What the exercise asks
Print the records below word for word, beginning with the first line and ending once the line containing "## Why silent" is printed.

Collected data
---------------

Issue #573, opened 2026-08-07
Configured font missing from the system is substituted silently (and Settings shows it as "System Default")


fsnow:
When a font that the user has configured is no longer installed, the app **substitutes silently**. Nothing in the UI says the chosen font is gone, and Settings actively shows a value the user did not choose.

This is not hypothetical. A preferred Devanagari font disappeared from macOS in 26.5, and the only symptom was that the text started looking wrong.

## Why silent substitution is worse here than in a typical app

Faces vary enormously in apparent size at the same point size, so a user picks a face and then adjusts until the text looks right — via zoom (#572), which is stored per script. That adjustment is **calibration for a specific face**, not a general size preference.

---------------

The completed task
Issue #573, opened 2026-08-07
Configured font missing from the system is substituted silently (and Settings shows it as "System Default")


fsnow:
When a font that the user has configured is no longer installed, the app **substitutes silently**. Nothing in the UI says the chosen font is gone, and Settings actively shows a value the user did not choose.

This is not hypothetical. A preferred Devanagari font disappeared from macOS in 26.5, and the only symptom was that the text started looking wrong.

## Why silent substitution is worse here than in a typical app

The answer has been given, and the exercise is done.